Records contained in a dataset
-------

PR #1509, opened 2023-06-23
Fix server-side rendering after first load.

dudeami:
Server-side rendering was being disabled by the global variable `FirstLoadService.isFirstLoad` being set on the server side to `false` after the first page was rendered. This commit adds a check for if `!isBrowser()` so server side rendering is triggered on every page request. This was preventing Open Graph meta tags and other metadata from being generated.

### DIFF
--- a/src/shared/components/community/communities.tsx
+++ b/src/shared/components/community/communities.tsx
@@ -5,6 +5,7 @@ import {
   setIsoData,
   showLocal,
 } from "@utils/app";
+import { isBrowser } from "@utils/browser";
 import {
   getPageFromString,
   getQueryParams,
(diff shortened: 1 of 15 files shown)


src/shared/components/community/communities.tsx
```diff
@@ -67,7 +68,7 @@ export class Communities extends Component<any, CommunitiesState> {
     this.handleListingTypeChange = this.handleListingTypeChange.bind(this);
 
     // Only fetch the data if coming from another route
-    if (FirstLoadService.isFirstLoad) {
+    if (!isBrowser() || FirstLoadService.isFirstLoad) {
```
SleeplessOne1917, line 71: If everywhere `isFirstLoad` is used needs to be ORed with `!isBrowser()`, it's easier to move that logic to the `isFirstLoad` function.

dudeami: I was hesitant to change the functionality of `isFirstLoad` in the case it was used for server initialization. If `isFirstLoad` is assumed to be browser first load I'll move the check there.

SleeplessOne1917 (approved):

PR #1517, opened 2023-06-23
Replace MomentJS with Date-Fns (Retry)

SleeplessOne1917:
I messed up #1508 in a way that I couldn't push to it, so this is a new PR with changes suggested from the previous one.


src/shared/components/common/moment-time.tsx
```diff
@@ -11,22 +12,24 @@ interface MomentTimeProps {
   ignoreUpdated?: boolean;
 }
 
+function momentFormat(input: string) {
```
alectrocute, line 15: Couldn't this just be called `dateFormat`?

PR #1525, opened 2023-06-23
Fix entire app breaking if routing away from User Settings page

alectrocute:
Hi Lemdevs,

Looks like my last PR was only the tip of the iceberg: https://github.com/LemmyNet/lemmy-ui/pull/1506

https://github.com/LemmyNet/lemmy-ui/pull/1506#issuecomment-1603529191

I only fixed it for Settings -> Home, but not for all the other routes. 💀 On 0.18, it's pretty bad.

- Why are we conditionally loading data based on `!this.state.isIsomorphic`? When routing away from the User Settings page, that condition is definitely falsey.

- I added optional chaining, and added only what was needed as per console errors.

Thanks!

### DIFF
--- a/src/shared/components/community/communities.tsx
+++ b/src/shared/components/community/communities.tsx
@@ -79,9 +79,7 @@ export class Communities extends Component<any, CommunitiesState> {
   }
 
   async componentDidMount() {
-    if (!this.state.isIsomorphic) {
-      await this.refetch();
-    }
+    await this.refetch();
   }
 
   get documentTitle(): string {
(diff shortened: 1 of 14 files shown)


alectrocute:
https://github.com/LemmyNet/lemmy-ui/assets/35377827/151e17ea-e696-4bff-9509-66750443d0ae

SleeplessOne1917:
The `!isIsomorphic` check is because I only want fetches to be done on mount if content was not already fetched on the server. Perhaps a better name would be something like `didFetchOnServer`.

alectrocute:
> The `!isIsomorphic` check is because I only want fetches to be done on mount if content was not already fetched on the server. Perhaps a better name would be something like `didFetchOnServer`.

We must have something gravely broken in this logic. I feel like this PR is more of a bandaid fix. Any ideas to make it less of one?

SleeplessOne1917:
Closing in favor of #1528

Issue #1520, opened 2023-06-23
Make scrolling on homepage when returning from posts consistent


dudeami0:
### Requirements

- [X] This is a feature request and not a bug report. Otherwise, please create a new [bug report](https://github.com/LemmyNet/lemmy-ui/issues/new?assignees=&labels=bug%2Ctriage&projects=&template=BUG_REPORT.yml) instead.
- [X] Please [check](https://github.com/LemmyNet/lemmy-ui/issues) to see if this request (or a similar one) already exists.
- [X] It's a single feature. Please don't request multiple features in one issue.

### Describe the feature you'd like

Currently, when viewing a post then returning to the homepage scrolling behavior is inconsistent and unaware of updates. From what I can tell, it relies on the browser's built in scrolling functionality when moving between history items. This provides a confusing experience as users are sometimes scrolled to different positions when quickly viewing topics, and brought back to an old position with a completely different set of items when returning after a while. The scrolling is also affected by differences such as the number of subscriptions extending the document height and how quickly the contents load.

I propose scrolling to the last scroll position relative to the last viewed post on the homepage when returning from a post, or if that post is no longer available scrolling to the top. This allows users to return to where they were without scrolling, or if the content is no longer on the page to have a clear indication the feed is updated.

It would also be a good idea to extend the post listing to have the document height required to scroll without waiting for content to load. Possible solutions would be visual placeholders or temporarily setting a minimum height on the `div.post-listings` element to accommodate the saved scroll position + viewport height.

An alternative to scrolling to the top could be to load the page that comment is on, but arbitrarily determining what page a post is now on is a problem. Using a cached version of the post listings could solve this and document height issues. This would create a most consistent user experience until the user reloaded or went to a new page.

I can implement and create a PR for this if needed.

dessalines:
This has mostly been fixed I believe, since @SleeplessOne1917 implemented the scrollMixin, which has some advanced code for remembering the scroll position. 

lemmy-ui can't do this perfectly as an SPA, but it does mostly solve the problem.

PR #1526, opened 2023-06-23
Cache post listings and restore listing state when using browser back navigation buttons.

dudeami:
Possible solution to #1520, on loading post listings the `RequestState<GetPostsResponse>` is cached. When navigating away from the home page followed by using the browser navigation back button, the cache is used to restore the post listings to the state the user left it in.


src/shared/components/home/home.tsx
```diff
@@ -650,6 +661,8 @@ export class Home extends Component<any, HomeState> {
 
     if (dataType === DataType.Post) {
       switch (this.state.postsRes?.state) {
+        case "empty":
```
SleeplessOne1917, line 664: Seeing this makes me think we should default to setting the responses to `{ state: "loading" }` instead of `{ state: "empty" }`. That way, it will display the loading spinner when fetching posts instead of a big empty div.

dudeami: When loading, it should immediately switch from `"empty"` to `"loading"` state as rendering that state is near instant. The `"empty"` state is only for scrolling while the `"success"` state renders, which is fast but slow enough to stop proper scrolling and just end up where the bottom of the empty page is. If we wait for the page to render, the transition isn't as smooth with a jerky snap when the content finishes loading. It's something the user should never really see, and more of a hack to make the scrolling work as intended.

SleeplessOne1917 (approved):

jsit:
Thanks for this! This fix doesn't seem to be working for me in iOS Safari on voyager.lemmy.ml. @SleeplessOne1917 @alectrocute @dessalines

PR #1529, opened 2023-06-23
Refactor first load handling

SleeplessOne1917:
Refactor of the fix implemented in #1528. This should prevent contributors from always needing to remember to manually call `FirstLoadService.isFirstLoad` in the constructors of new route page components even if they're not using it.


alectrocute (approved):
Nice work.

Issue #1177, opened 2023-06-11
Community list sorting doesn't work; unsorted list difficult to use.


mapsedge:
Found a bug? Please fill out the sections below. 👍

For backend issues, use [lemmy](https://github.com/LemmyNet/lemmy)

### Issue Summary

On the page where communities are listed, in my case, https://lemmy.ml/communities, the column headers look like they should be clickable (and therefore sortable) but they aren't. With just a few subscriptions, it's merely annoying, but as the list grows, it will quickly become unusable.

### Steps to Reproduce

Navigate to /communities
Hover any column heading of the communities list.
Observe the mouse pointer indicates the heading is clickable.
Click.
Be unhappy.

No console messages on click. A quick inspect shows no event handlers defined.

ngosang:
I'm thinking the same. They should be sortable with the headers or with a dropdown.

machie27:
There is a site which has this functionality: check [lemmyverse](https://lemmyverse.net/communities )

jsit:
Working on this

PR #1538, opened 2023-06-23
feat: Add sorting to Community table #1177

jsit:
Completes #1177

This still needs work before review.


jsit:
@dessalines I think this might need some backend work, too; I passed `sort: "MostComments"` to the fetch and it doesn't change what order the communities are returned in.

dessalines:
Yep that's our bad, we need to add the rest of them:

Screenshot_2023-06-27-07-12-48-586_com termux

At least for now, just use the standard `SortSelect`, and eventually these will get added to the back-end.

dessalines:
#1934 correctly handles this on the back end, so this can probably be closed.

PR #1546, opened 2023-06-24
Open links in a new tab setting in UI

Dogeek:
related to https://github.com/LemmyNet/lemmy/pull/3318


src/shared/components/person/settings.tsx
```diff
@@ -802,6 +803,23 @@ export class Settings extends Component<any, SettingsState> {
...
+              <input
+                className="form-check-input"
+                id="user-open-links-in-new-tab"
+                type="checkbox"
+                checked={this.state.saveUserSettingsForm.open_links_in_new_tab}
+                onChange={linkEvent(this, this.handleOpenInNewTab)}
+              />
+              <label
+                className="form-check-label"
+                htmlFor="user-show-new-post-notifs"
```
SleeplessOne1917, line 817: Wrong htmlFor ID.

src/shared/components/person/settings.tsx
```diff
@@ -1044,6 +1062,14 @@ export class Settings extends Component<any, SettingsState> {
     );
   }
 
+  handleOpenInNewTab(i: Settings, event: any) {
```
SleeplessOne1917, line 1065: You can define this at the module level instead of as a class method.

src/shared/components/post/post-listing.tsx
```diff
@@ -759,6 +759,12 @@ export class PostListing extends Component<PostListingProps, PostListingState> {
         title={title}
         to={`/post/${post_view.post.id}?scrollToComments=true`}
         data-tippy-content={title}
+        target={
+          UserService.Instance.myUserInfo?.local_user_view.local_user
+            .open_links_in_new_tab ?? false
```
SleeplessOne1917, line 764: If it's null or undefined it will be falsy, so the coalesce is unnecessary.

SleeplessOne1917 (approved):
Some small changes and then you're good.

SleeplessOne1917 (changes requested):
Meant to request changes.

src/shared/components/person/settings.tsx
Dogeek: Can you elaborate ? All of the other settings use instance level methods to mutate the state. I could extract it outside of the class but consistency has to be better right ?

SleeplessOne1917: It's fine to leave it the way it is.

SleeplessOne1917 (approved):

dessalines (commented):
Once this gets added to the back-end, I'll do a lemmy-js-client release so you can get this working.

src/shared/components/post/post-listing.tsx
```diff
@@ -748,6 +768,7 @@ export class PostListing extends Component<PostListingProps, PostListingState> {
         title={title}
         to={`/post/${post_view.post.id}?scrollToComments=true`}
         data-tippy-content={title}
+        target={this.linkTarget}
```
d42ohpaz, line 771: Is there a way to add [rel="noopener"](https://developer.mozilla.org/en-US/docs/Web/HTML/Attributes/rel/noopener)?

src/shared/components/post/post-listing.tsx
```diff
@@ -735,6 +744,17 @@ export class PostListing extends Component<PostListingProps, PostListingState> {
     );
   }
 
+  public get linkTarget(): string {
+    if (
+      UserService.Instance.myUserInfo?.local_user_view.local_user
+        .open_links_in_new_tab
+    ) {
+      return "_blank";
+    }
```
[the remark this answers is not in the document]
Dogeek: the `else` clause here is strictly unnecessary, it's just clutter. At the end of the day, it's the same code, just harder to read. I can add it if you feel like it's strictly necessary, but it doesn't add any value in that instance

src/shared/components/post/post-listing.tsx
Dogeek: it's implicit on target="_blank"

Dogeek:
Closing cause it's never gonna be merged anyways

krestenlaust:
@SleeplessOne1917 can we get a review on the newest changes, and an idea of whether it's good to go?

SleeplessOne1917 (approved):

src/shared/components/post/post-listing.tsx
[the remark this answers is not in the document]
dessalines: So they never added this simple change, and then closed the PR?

dessalines (changes requested):
Merge conflicts, and you didn't address PR comments.

krestenlaust:
> Merge conflicts, and you didn't address PR comments.

Are maintainer commits enabled? If that's the case, can't you address it? It looks like a simple change unrelated to the functionality, that's just because of your preference.
Otherwise, I'd have to make a PR to his fork, which then starts to get a bit messy.

PR #1547, opened 2023-06-24
fix(a11y): Close Emoji Picker on 'esc', make jump link interactive button

jsit:
Keeping this small


src/shared/components/app/app.tsx
```diff
@@ -33,12 +33,14 @@ export class App extends Component<any, any> {
       <>
         <Provider i18next={I18NextService.i18n}>
           <div id="app" className="lemmy-site">
-            <a
-              className="skip-link bg-light text-dark p-2 text-decoration-none position-absolute start-0 z-3"
+            <button
+              type="button"
+              tabIndex="0"
```
SleeplessOne1917, line 38: Don't buttons have tabIndex 0 by default?

src/shared/components/common/emoji-picker.tsx
```diff
@@ -23,6 +23,11 @@ export class EmojiPicker extends Component<EmojiPickerProps, EmojiPickerState> {
     this.state = this.emptyState;
     this.handleEmojiClick = this.handleEmojiClick.bind(this);
   }
+
+  closeEmojiMartOnEsc(i, event) {
```
SleeplessOne1917, line 27: Can be defined at module level instead of as method.

src/shared/components/common/emoji-picker.tsx
```diff
@@ -59,6 +64,10 @@ export class EmojiPicker extends Component<EmojiPickerProps, EmojiPickerState> {
   togglePicker(i: EmojiPicker, e: any) {
     e.preventDefault();
     i.setState({ showPicker: !i.state.showPicker });
+
+    i.state.showPicker
+      ? document.addEventListener("keyup", e => i.closeEmojiMartOnEsc(i, e))
+      : document.removeEventListener("keyup", e => i.closeEmojiMartOnEsc(i, e));
```
SleeplessOne1917, line 70: There should be a componentWillUnmount to remove the listener as well.

SleeplessOne1917 (changes requested):

src/shared/components/app/app.tsx
jsit: Ah of course, I was using this to debug some weird behavior but can remove it now, thanks.

SleeplessOne1917 (approved):

PR #1570, opened 2023-06-24
fix(a11y): Fixing some small a11y issues

jsit:
Fix some small accessibility issues


src/shared/components/common/searchable-select.tsx
```diff
@@ -116,17 +119,14 @@ export class SearchableSelect extends Component<
             ? `${I18NextService.i18n.t("loading")}${loadingEllipses}`
             : options[selectedIndex].label}
         </button>
-        <div
-          role="combobox"
-          aria-activedescendant={options[selectedIndex].label}
```
SleeplessOne1917, line 121: Is active descendent not needed?

jsit: Ah you're right, it is, I did some brief research on it but got it wrong, this should be there.

SleeplessOne1917 (approved):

-------

**Your goal:**
Going through the records above line by line, count those that hold the word "level", and answer with the number only.

**Answer to the exercise:**
3